* _What to produce_
All entries below are to be set down again, identical to the source.

BEGIN Data to use

Issue #7624, opened 2018-03-15
Strict loader still loads incorrect assembly


marek-safar:
## Steps to Reproduce

1. Unzip the attachment [Archive.zip](https://github.com/mono/mono/files/1814739/Archive.zip)
2. `mono --assembly-loader=strict nunit-console.exe Library.Tests.dll`

## Current Behavior

```
Library.Tests.Test.TestCase : System.TypeLoadException : Could not resolve type with token 01000001 from typeref (expected class 'System.Object' in assembly 'System.Runtime, Version=4.0.0.0, Culture=neutral, PublicKeyToken=b03f5f7f11d50a3a')
```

END Data to use

* _Answer to this task_
Issue #7624, opened 2018-03-15
Strict loader still loads incorrect assembly


marek-safar:
## Steps to Reproduce

1. Unzip the attachment [Archive.zip](https://github.com/mono/mono/files/1814739/Archive.zip)
2. `mono --assembly-loader=strict nunit-console.exe Library.Tests.dll`

## Current Behavior

```
Library.Tests.Test.TestCase : System.TypeLoadException : Could not resolve type with token 01000001 from typeref (expected class 'System.Object' in assembly 'System.Runtime, Version=4.0.0.0, Culture=neutral, PublicKeyToken=b03f5f7f11d50a3a')
```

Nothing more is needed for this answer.